Die für Mittwoch geplante Anhörung des Geldhauses werde verschoben, teilte die New Yorker Behörde mit. Bei der Vorladung sollte über die gefährdete StanChart-Bankenlizenz in den USA entschieden werden. Ohne Zulassung hätte StanChart keinen direkten Zugang mehr zum US-Finanzmarkt.

Wie eine «Schurken»-Bank agiert?

Die Aufsichtsbehörde wirft Standard Chartered vor, fast zehn Jahre lang trotz Sanktionen Geschäfte mit dem Iran abgewickelt zu haben. Die Rede ist von einem Gesamtvolumen von mindestens 250 Milliarden Dollar. StanChart habe wie eine «Schurken»-Bank agiert und das US-Finanzsystem für Terroristen und Drogenhändler geöffnet.

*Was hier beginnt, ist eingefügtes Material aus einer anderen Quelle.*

PR #1147, opened 2026-09-17
Apply Jacobian weighting to all spatial distortion corrections

### LINKED ISSUE #1133: Document state of Jacobian weighting by SDC approach
TOPUP and DRBUDDI do Jacobian weighting, but the current GRE fieldmap, SyN, and T2WReg do not (AFAWK).

tsalo:
Closes #1133.

## Why

Correcting a spatial distortion moves signal between voxels. Where the acquisition compressed a region, that region's signal ended up in fewer voxels at higher intensity. Restoring the correct shape without rescaling leaves those
voxels too bright. The fix is to multiply by the local volume change, which is the Jacobian determinant of the correction.

Three of the eight correction paths below were modulated before this PR. Five were not. Preprocessed intensities were therefore not comparable across `--sdc-method` and `--hmc-method` choices, and the outputs did not record which
corrections had been modulated.

| Correction | Modulated before | Modulated now |
|---|---|---|
| Gradient nonlinearity | no | **yes** (QSIPrep) |
| Susceptibility — TOPUP | yes (inside `eddy`) | yes (inside `eddy`) |
| Susceptibility — DRBUDDI | yes, empirically | **yes, analytically** |
| Susceptibility — GRE fieldmap | no | **yes** (QSIPrep) |
| Susceptibility — SyN | no | **yes** (QSIPrep) |
| Susceptibility — TORTOISE T2Wreg | no | **yes** (QSIPrep) |
| Eddy current — FSL `eddy` | yes (inside `eddy`) | yes (inside `eddy`) |
| Eddy current — TORTOISE DIFFPREP | no | **yes** (QSIPrep) |

## How

`ComposeJacobianWeights` (`qsiprep/interfaces/jacobian.py`) computes the analytic determinant of the composed native-space distortion warps. It keys the computation on unique warp combinations, so a typical run makes one or two ANTs
calls instead of one per volume. `ApplyJacobianWeights`, renamed from `ApplyScalingImages`, resamples those maps onto the output grid through the intramodal and coregistration transforms it already applies, then multiplies
them into the data.

DRBUDDI, GRE, SyN, and T2Wreg all deliver their warps into the same `fieldwarps` input, so one node serves every backend. There is no per-backend code.

Weights are applied to data that has already been resampled once. This does not add a resampling pass.

### Scope

Only native-space distortion corrections contribute: gradient nonlinearity, susceptibility, and eddy current. Head motion, coregistration, the intramodal template warp, and template-space normalization are excluded. Modulating by a
spatial-normalization warp performs VBM-style volume modulation, which would change DWI signal intensities and the models fitted to them.

Excluding head motion also does not affect where the remaining determinants are evaluated. HMC is the outermost transform in the pull-back, so its determinant is a constant factor.

### DRBUDDI

DRBUDDI previously supplied an empirical intensity ratio (`undistorted_reference / blip_*_b0_corrected`). This PR replaces it with the analytic determinant of DRBUDDI's own warps and removes the `sdc_scaling_images` channel from nine files.

This changes DRBUDDI output values. The ratio included interpolation noise and contrast differences that do not belong in a modulation weight. The change is validated below, but reviewers should know that numbers move on the most-used
SDC path.

## New user-facing surface

- **`--jacobian-weighting` / `--no-jacobian-weighting`**, default on. It controls only the modulation QSIPrep applies itself. FSL `eddy` applies its own modulation for eddy-current and TOPUP susceptibility when its resampling method is `jac`, which is the default. That happens inside `eddy`, and this flag does not affect it.
- **`*_space-ACPC_desc-jacobian_dwimap.nii.gz`**, written whenever QSIPrep applied weights. The sidecar gives `JacobianWeightIndex` (zero-based, one entry per DWI volume), `AppliedCorrections`, and `UnmodulatedCorrections` with a reason where coverage is partial.

No file is written when all of the modulation happened inside `eddy`. A unity map is not written in that case, because QSIPrep holds no map at all.

Dividing by the indexed weight volume reverses the multiplication at the point it was applied. It does not recover an unmodulated series, because denoising and bias-field correction run after resampling and do not commute with it.

## Validation

Four questions were settled by measurement, each with a committed test.

**Correction direction.** Total signal is conserved for the correct direction:

| | error vs raw total |
|---|---|
| multiply by \|det\| | 0.27% |
| divide instead | 37× worse |
| no weighting | 27× worse |

**ANTs transform ordering.** Two non-commuting transforms measured 10.0mm, which confirms the first-listed transform is innermost. The head-motion exclusion above depends on this.

**DRBUDDI equivalence.** On real reverse-phase-encode data, DRBUDDI's own `_JAC / _corrected` matches the analytic determinant at r = 0.9996, with 95th percentile relative error around 1.1%, in both blip directions. This is the basis for replacing the ratio images.

**TORTOISE eddy-current reconstruction.** The 24-parameter Okan quadratic transform, reconstructed from DIFFPREP's transformation file, reproduces TORTOISE's `_moteddy.nii` at r = 0.99922 on real data.

## Known limitations

- **`--distortion-group-merge` outputs get no Jacobian derivative.** The data was weighted during resampling. Only the published map is missing, because the merge path builds its derivatives workflow without the jacobian inputs.
- **`--eddy-config` with `"method": "lsr"`** means `eddy` did not Jacobian-modulate, and QSIPrep cannot add it afterward, because `eddy` has already resampled the data. The run warns and the sidecar records the gap.
- **TORTOISE `correction_mode: cubic`** is not supported for the eddy-current Jacobian. That contribution is skipped and the gap is recorded. The run does not abort, and the quadratic formula is not applied to cubic parameters.

## Testing

Local suite: **861 passed, 23 failed, 5 errors**. The failures and errors match the pre-branch baseline, which is caused by a stale editable QSIPlan in the dev environment (`PreprocUnit.dwi_phase_files`). One new test fails locally for that same reason and passes in the container. Passing tests went from 743 to 861.

### Still needs a CI run on the real datasets

- numeric weight sanity on real data (medians, sidecar bounds)
- the DRBUDDI numeric delta against a pre-change run
- confirmation that each integration dataset resolves to the `CorrectionMethod` the marker tests assume

The marker tests check which configurations write a derivative by inspecting the constructed workflow. This caught one wrong fixture expectation, but it does not execute the workflow.

## Two pre-existing bugs found, not fixed here

Both are unrelated to this work and should get their own issues.

- `qsiprep/workflows/fieldmap/base.py:166` calls `init_pepolar_unwarp_wf` with an `omp_nthreads` argument the function does not accept. The PEPOLAR branch is currently unreachable from all three callers of `init_sdc_wf`, so this does not fail today. It will raise `TypeError` if that branch is ever reached.
- `ComposeTransforms` has a `ThreadPoolExecutor` implementation gated on a `num_threads` input that nothing in the repository sets. It runs single-threaded in production.

## Review notes

Two areas worth a closer look.

- The combined gradwarp-and-SDC path is correct, but its only regression fixture uses a spatially uniform eddy-current map. A uniform map is unchanged by transport, so that fixture cannot detect a transport error in this path.
- Brain masks are reconciled by resampling onto a grid rather than by transporting through a warp. Three separate defects during review came from confusing those two operations. The mask handling is verified correct for the DRBUDDI case and is not proven for the general case.


qsiprep/cli/parser.py
```diff
@@ -719,6 +720,20 @@ def _bids_filter(value, parser):
             'https://github.com/PennLINC/qsiprep/blob/main/qsiprep/data/eddy_params.json'
         ),
     )
+    g_hmc.add_argument(
```
tsalo, line 692: @mattcieslak WDYT of rolling this into `--ignore` instead? fMRIPrep has `--ignore fmap-jacobian` and `--force fmap-jacobian`, but since QSIPrep uses Jacobian weighting for all distortion correction I'm thinking `--ignore jacobian`. That way we don't need a new parameter.

tsalo: I made the switch.

PR #1151, opened 2026-09-18
Remove `--anat-only` flag

### LINKED ISSUE #1150: Remove `--anat-only` flag

tsalo:
Closes #1150.

- Remove the `--anat-only` flag. If users want to only process anatomical data, something like sMRIPrep is more fully featured.


qsiprep/tests/test_cli.py
```diff
@@ -683,18 +681,17 @@ def test_multi_t1w(data_dir, output_dir, working_dir):
     anat_dir = Path(writable_bids_dir) / 'sub-PNC' / 'anat'
```
tsalo: One thing I'm not sure about is whether the `multi_t1w` test is still useful with `--anat-only` removed. Is this the only test that covers the intramodal-template stuff?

Die Bank, lange Zeit eines der Vorzeigehäuser der Branche, erklärte daraufhin, dass sie sich nichts vorzuwerfen habe. StanChart ist die dritte britische Grossbank, die sich die US-Behörden vorknöpfen.

Auch HSBC droht Milliardenstrafe

Erst musste Barclays wegen Zins-Manipulationen eine Geldstrafe über eine halbe Milliarde Dollar zahlen. Dann bekam die Konkurrentin HSBC wegen laxer Geldwäsche-Kontrollen eine schallende Ohrfeige vom US-Senat. Auch hier droht eine Milliardenstrafe.

An der Börse war eine Einigung zwischen StanChart und der DFS erwartet worden. Dies trieb den Aktiekurs der Bank in London um 2,7 Prozent in die Höhe. Nach Bekanntwerden der Vorwürfe vergangene Woche war das Papier um ein Viertel eingebrochen, binnen weniger Stunden verlor das Institut 17 Milliarden Dollar an Börsenwert.